Search code examples
algorithmdata-structuresstreamingfrequency-analysis

Difference between output AMS Sketch and Count Sketch algorithm


I am trying to understand the differences between the AMS sketch and the Count Sketch algorithms. The way i understand it is that both of their goals/outputs are to return a sketch, that is a frequency vector. That contains the frequencies of elements in a passing steam. What is the difference between the two?

Intuitively it would make sense that the AMS algorithm only indicates whether or not an elment has passed by, and doesn't actually count how many times. Although I am not sure if this is correct.

Furthermore i am not sure why the need for a sketch is there in the first place. Why not just have a normal dictionary that increments a counter each time an element hashes to some value in the dictionary?

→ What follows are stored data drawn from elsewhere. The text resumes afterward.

PR #2373, opened 2024-04-14
feat: Use type parameters to allow `{get,set}regset` to use different register set structs

hack3ric:
## What does this PR do

Previous implementations of `{get,set}regset` are incorrect when register set value is anything other than `NT_PRSTATUS`. This PR adds the ability to return corresponding struct to the value using type parameters `S: RegisterSet`, so the behaviour is correct.

Added `NT_PRSTATUS` as well as `NT_PRFPREG` types so we can also probe floating-point registers. Other register sets may be inspected as well, such as arch-specific vector registers, but I don't have a use case right now, and it is easy to implement afterwards with the framework in this PR.

## Checklist:

This is an improvement over https://github.com/nix-rust/nix/pull/2044, so changelog remains the same.

### DIFF
--- a/src/sys/ptrace/linux.rs
+++ b/src/sys/ptrace/linux.rs
@@ -172,26 +172,89 @@ libc_enum! {
     }
 }
 
+#[cfg(all(
+    target_os = "linux",
+    target_env = "gnu",
+    any(
+        target_arch = "x86_64",
+        target_arch = "x86",
+        target_arch = "aarch64",
+        target_arch = "riscv64",
+    )
+))]
 libc_enum! {
-    #[cfg(all(
-        target_os = "linux",
-        target_env = "gnu",
-        any(
-            target_arch = "x86_64",
-            target_arch = "x86",
-            target_arch = "aarch64",
-            target_arch = "riscv64",
-        )
-    ))]
     #[repr(i32)]
-    /// Defining a specific register set, as used in [`getregset`] and [`setregset`].
+    /// Defines a specific register set, as used in `PTRACE_GETREGSET` and `PTRACE_SETREGSET`.
     #[non_exhaustive]
-    pub enum RegisterSet {
+    pub enum RegisterSetValue {
         NT_PRSTATUS,
         NT_PRFPREG,
         NT_PRPSINFO,
         NT_TASKSTRUCT,
         NT_AUXV,
+    }
+}
+
+#[cfg(all(
+    target_os = "linux",
+    target_env = "gnu",
+    any(
+        target_arch = "x86_64",
+        target_arch = "x86",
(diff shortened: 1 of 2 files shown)


src/sys/ptrace/linux.rs
```diff
@@ -195,6 +195,63 @@ libc_enum! {
...
+        target_arch = "riscv64",
+    )
+))]
+/// Register sets used in [`getregset`] and [`setregset`]
+pub mod regset {
+    use super::*;
+
+    #[derive(Debug, Clone, Copy)]
+    /// General-purpose registers.
+    pub enum NT_PRSTATUS {}
```
SteveLauC, line 233: Nit: maybe using a unit struct here would be more suitable?

```suggestion
    pub struct NT_PRSTATUS;
```

src/sys/ptrace/linux.rs
```diff
@@ -195,6 +195,63 @@ libc_enum! {
...
+    target_env = "gnu",
+    any(
+        target_arch = "x86_64",
+        target_arch = "x86",
+        target_arch = "aarch64",
+        target_arch = "riscv64",
+    )
+))]
+/// Represents register set areas, such as general-purpose registers or floating-point registers.
+pub trait RegisterSet {
```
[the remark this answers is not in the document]
SteveLauC: Yeah, I agree, users can mistakenly specify a wrong type and call `assume_init()` on it, then UB could happen

TheJonny:
It could be more direct, if the `RegisterSet` would be implemented on the actual register set types. but the current suggestion has the advantage of having names one could recognize from the man page.

hack3ric:
Sorry for the late response. Reviews have been addressed.

> It could be more direct, if the RegisterSet would be implemented on the actual register set types. but the current suggestion has the advantage of having names one could recognize from the man page.

I'd add that it could be confusing to implement `RegisterSet` on actual register set types. `user_regs_struct` may be universal, but every platform has its own floating-pointer register space types (see `impl RegisterSet for NT_PRFPREG`).

SteveLauC (approved):
Thanks!

src/sys/ptrace/linux.rs
SteveLauC: Just realized that using a zero-variants enum would be better than a unit struct if we don't want our users to construct this type, so I guess this is the reason why you were using it here?

hack3ric: Yes. Unit struct is OK since it should be impossible to misuse it, but enum would probably be more elegant. Up to you :)

SteveLauC: Yeah, I think your idea is better and we should use a zero-variants enum, so I will file a PR for this:)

Hope that made sense. Thanks


Solution

  • Both are attempts to address the problems involved keeping counts of more elements than you actually can put in your dictionary. You cannot possibly do this, but you can solve related problems with some error rate.

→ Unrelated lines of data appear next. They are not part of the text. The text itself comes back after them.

PR #2378, opened 2024-04-20
sys::prctl: Adding set_vma_anon_name.

devnexen:
to set a name for an `anonymous` region for Linux/Android.

## Checklist:

### DIFF
--- a/src/sys/prctl.rs
+++ b/src/sys/prctl.rs
@@ -9,9 +9,11 @@ use crate::errno::Errno;
 use crate::sys::signal::Signal;
 use crate::Result;
 
-use libc::{c_int, c_ulong};
+use libc::{c_int, c_ulong, c_void};
 use std::convert::TryFrom;
 use std::ffi::{CStr, CString};
+use std::num::NonZeroUsize;
+use std::ptr::NonNull;
 
 libc_enum! {
     /// The type of hardware memory corruption kill policy for the thread.
@@ -212,4 +214,15 @@ pub fn set_thp_disable(flag: bool) -> Result<()> {
 /// Get the "THP disable" flag for the calling thread.
 pub fn get_thp_disable() -> Result<bool> {
     prctl_get_bool(libc::PR_GET_THP_DISABLE)
+}
+
+/// Set an identifier (or reset it) to the address memory range.
+pub fn set_vma_anon_name(addr: NonNull<c_void>, length: NonZeroUsize, name: Option<&CStr>) -> Result<()> {
+    let nameref = match name {
+        Some(n) => n.as_ptr(),
+        _ => std::ptr::null()
+    };
+    let res = unsafe { libc::prctl(libc::PR_SET_VMA, libc::PR_SET_VMA_ANON_NAME, addr.as_ptr(), length, nameref) };
+
+    Errno::result(res).map(drop)
 }
--- a/test/sys/test_prctl.rs
+++ b/test/sys/test_prctl.rs
@@ -122,4 +122,38 @@ mod test_prctl {
 
         prctl::set_thp_disable(original).unwrap();
     }
+
+    #[test]
+    fn test_set_vma_anon_name() {
+        use nix::errno::Errno;
+        use nix::sys::mman;
+        use std::num::NonZeroUsize;
+
+        const ONE_K: libc::size_t = 1024;
+        let sz = NonZeroUsize::new(ONE_K).unwrap();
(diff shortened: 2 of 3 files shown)


src/sys/prctl.rs
```diff
@@ -213,3 +215,10 @@ pub fn set_thp_disable(flag: bool) -> Result<()> {
 pub fn get_thp_disable() -> Result<bool> {
     prctl_get_bool(libc::PR_GET_THP_DISABLE)
 }
+
+/// Set an identifier (or reset it) to the address memory range.
+pub fn set_addr_name(addr: NonNull<c_void>, length: NonZeroUsize, name: &CStr) -> Result<()> {
+    let res = unsafe { libc::prctl(libc::PR_SET_VMA, libc::PR_SET_VMA_ANON_NAME, addr.as_ptr(), length, name.as_ptr()) };
```
SteveLauC, line 221: From the manual, to reset the name, the arg5 has to be NULL:

>  If arg5 is NULL, the name of the appropriate anonymous virtual memory areas will be reset.

Maybe we should change the `name` argument to `Option<&CStr>`?

src/sys/prctl.rs
```diff
@@ -213,3 +215,10 @@ pub fn set_thp_disable(flag: bool) -> Result<()> {
 pub fn get_thp_disable() -> Result<bool> {
     prctl_get_bool(libc::PR_GET_THP_DISABLE)
 }
+
+/// Set an identifier (or reset it) to the address memory range.
+pub fn set_addr_name(addr: NonNull<c_void>, length: NonZeroUsize, name: &CStr) -> Result<()> {
```
SteveLauC, line 220: I kinda think we should rename this function to `set_vma_anon_name()` so that it is consistent with the attribute name  `SET_VMA_ANON_NAME`, though I do agree that `set_addr_name` is the clearer one.

test/sys/test_prctl.rs
```diff
@@ -122,4 +122,40 @@ mod test_prctl {
...
+        )
+        .unwrap_err();
+        assert_eq!(err, Errno::EINVAL);
+        // `CONFIG_ANON_VMA_NAME` kernel config might not be set
+        prctl::set_addr_name(
+            ptr,
+            sz,
+            CStr::from_bytes_with_nul(b"Nix\0").unwrap(),
+        )
+        .unwrap_or_default();
```
SteveLauC, line 157: Why are we using `.unwrap_or_default()` here

SteveLauC (changes requested):

test/sys/test_prctl.rs
devnexen: because of the comment above, the kernel might not support the feature.

src/sys/prctl.rs
```diff
@@ -213,3 +215,14 @@ pub fn set_thp_disable(flag: bool) -> Result<()> {
 pub fn get_thp_disable() -> Result<bool> {
     prctl_get_bool(libc::PR_GET_THP_DISABLE)
 }
+
+/// Set an identifier (or reset it) to the address memory range.
+pub fn set_vma_anon_name(addr: NonNull<c_void>, length: NonZeroUsize, name: Option<&CStr>) -> Result<()> {
+    let nameref = match name {
+        Some(n) => n.as_ptr(),
+        _ => std::ptr::null_mut()
```
SteveLauC, line 223: Looks like we should use `null()` here

```suggestion
        _ => std::ptr::null()
```

test/sys/test_prctl.rs
SteveLauC: Sorry about missing that!

Google search shows that this option is a C macro defined in the kernel code, and if it is not defined, then this prctl call would return  `EINVAL`:

```diff
> +#else /* CONFIG_ANON_VMA_NAME */
> +static int prctl_set_vma(unsigned long opt, unsigned long start,
> +                        unsigned long size, unsigned long arg)
> +{
> +       return -EINVAL;
> +}
> +#endif /* CONFIG_ANON_VMA_NAME */
```

Seems that there is no explicit way to check if this option is set or not?

SteveLauC (changes requested):

devnexen:
> Seems that there is no explicit way to check if this option is set or not?

No and in this case it does not really matter, this feature is more the "icing of top of cake" kind, so if it does not work it s just a no-op :)

SteveLauC (approved):
Thx!

PR #2380, opened 2024-04-21
unistd: fdatasync support for apple.

devnexen:
is not present in system headers, however the syscall is actually implemented.


SteveLauC (approved):
Thanks!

    The AMS sketch tries to solve the problem of estimating various aggregate statistics correctly. Such as the sum of the squares of the frequencies.

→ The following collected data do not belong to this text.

PR #2386, opened 2024-04-22
test: Grab FORK_MTX when unmounting or forking in the mount tests

TheJonny:
fork() duplicates all open file descriptors, which then could prevent a successful umount().

So either when creating file descriptors or when requiring a file descriptor to be closed, we must make sure that no child processes have copies. since wile descriptors are created all over the place, It is more practical to wait for all child processes before unlock.

# TODO:
 - [x] verify the semantic of FORK_MTX: how long must it be held? This PR assumes that the mutex is locked until all child processes have exited.

### DIFF
--- a/test/mount/test_mount.rs
+++ b/test/mount/test_mount.rs
@@ -53,6 +53,8 @@ fn test_mount_tmpfs_without_flags_allows_rwx() {
         .unwrap_or_else(|e| panic!("read failed: {e}"));
     assert_eq!(buf, SCRIPT_CONTENTS);
 
+    // while forking and unmounting prevent other child processes
+    let _m = FORK_MTX.lock();
     // Verify execute.
     assert_eq!(
         EXPECTED_STATUS,
@@ -89,6 +91,8 @@ fn test_mount_rdonly_disallows_write() {
             .unwrap()
     );
 
+    // wait for child processes to prevent EBUSY
+    let _m = FORK_MTX.lock();
     umount(tempdir.path()).unwrap_or_else(|e| panic!("umount failed: {e}"));
 }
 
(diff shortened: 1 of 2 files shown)


SteveLauC:
Hi, thanks for working on this!

What about we set the close-on-exec flag for the test files in that bind-mount fs (as well as the fds in other mount tests), I kinda think this would be more straightforward, thoughts?

TheJonny:
The close-on exec-flag will not prevent the issue, because the issue is not exec, but fork: it copies any opened file descriptors and then they live until exit or exec. if a file descriptor to something on the mountpoint is forked, unmount will fail.

SteveLauC:
> it copies any opened file descriptors and then they live until exit or exec.

You are right, there is still a timespan between `fork()` and `execxxx()` that could theoretically make the test fail

test/mount/test_mount.rs
```diff
@@ -89,6 +91,8 @@ fn test_mount_rdonly_disallows_write() {
             .unwrap()
     );
 
+    // wait for child processes to prevent EBUSY
+    let _m = FORK_MTX.lock();
```
SteveLauC, line 95: Is this lock necessary, this test does not open file descriptors, so theoretically no one could access the file system mounted at `tempdir`

test/test.rs
```diff
@@ -58,7 +58,8 @@ fn read_exact<Fd: AsFd>(f: Fd, buf: &mut [u8]) {
 }
 
 /// Any test that creates child processes must grab this mutex, regardless
```
SteveLauC, line 60: Maybe we should update this comment to something like:

```suggestion
/// Any test that creates child processes or can be affected by child processes must grab this mutex, regardless
```

test/mount/test_mount.rs
TheJonny: You are right, the `File::create` has to fail, so this is not necessary

SteveLauC (approved):
Thanks!

PR #451, opened 2023-08-20
feat: Add `EnvironmentParameters` struct for improved environment initialization

### LINKED ISSUE #449: feat: add `EnvironmentParameters` struct for initializing environments
# Idea
Right now we pass in a few variables when initializing an environment via the manager:
```rust
let mut manager = Manager::new();
    manager.add_environment(ENV_LABEL, 1.0, 1)?;
```
The label is fine to stay where it is, but the latter two parameters `block_rate` and `seed` could be wrapped into a struct. We will most likely have more parameters in the future (e.g., `block_time`, `manual_mine`, options on these, etc.) that we use to configure an environment, so we could start on this now.

This will be a QoL improvement and help with externally configuring environments and parameter sweeps.

## Solution
Let's create a struct like:
```rust
pub struct EnvironmentParameters {
    block_rate: f64,
    seed: u64,
}
```
and change the constructor `Environment::new()` as well as `Manager::add_environment()`.

## Alternative approaches
I'm not sure of alternate approaches, but I'm all ears.

## Additional context
The additional context here is adding some more environment parameters in the future, some of which I listed above already.

alikonuk1:
Introduced a new struct EnvironmentParameters to streamline the process of initializing environments in the Manager. This refactoring effort encapsulates block_rate and seed parameters within the new struct, making the code more readable and scalable for future additions.

Closes #449

### DIFF
--- a/arbiter-core/src/environment.rs
+++ b/arbiter-core/src/environment.rs
@@ -157,7 +157,7 @@ pub struct EnvironmentParameters {
     pub block_rate: f64,
 
     /// A value chosen to generate randomly chosen block sizes
-    /// for the environment..
+    /// for the environment.
     pub seed: u64,
 }
 
--- a/arbiter-core/src/environment.rs
+++ b/arbiter-core/src/environment.rs
@@ -151,10 +151,13 @@ pub struct Environment {
 /// This structure holds configuration details or other parameters that might
 /// be required when instantiating or updating an `Environment`.
 pub struct EnvironmentParameters {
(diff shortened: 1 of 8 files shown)


Autoparallel:
Looks like we gotta get the tests passing. @alikonuk1 do you need any help with that?

0xJepsen (approved):
Nice work! This looks good to me! If you like, it would be good to make a little pr to the template repository to reflect the changes!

    The count sketch tries to solve the problem of estimating individual counts correctly. So at any point you can take any particular value that you might have seen, and produce an estimate of how many times you have seen it. This estimate is unbiased, equally likely to be high or low.

    The count-min sketch is like the count sketch except that it provides an upper bound of how many times you have seen it. (The "min" refers to a min that you take inside of the algorithm.)